Task statement:
Reproduce every entry exactly, without alteration.
Records supplied below:
PR #31, opened 2021-05-06
fix: compileDebugJavaWithJavac

UriMiranda:
Propose to fix a build error in android. Missing constructor on FacebookProfile.

If this PR fixes an issue, type "Fixes #issueNumber" to automatically close the issue when the PR is merged.
thebergamo#30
End of Records supplied.
Answer to the exercise:
PR #31, opened 2021-05-06
fix: compileDebugJavaWithJavac

UriMiranda:
Propose to fix a build error in android. Missing constructor on FacebookProfile.

If this PR fixes an issue, type "Fixes #issueNumber" to automatically close the issue when the PR is merged.
thebergamo#30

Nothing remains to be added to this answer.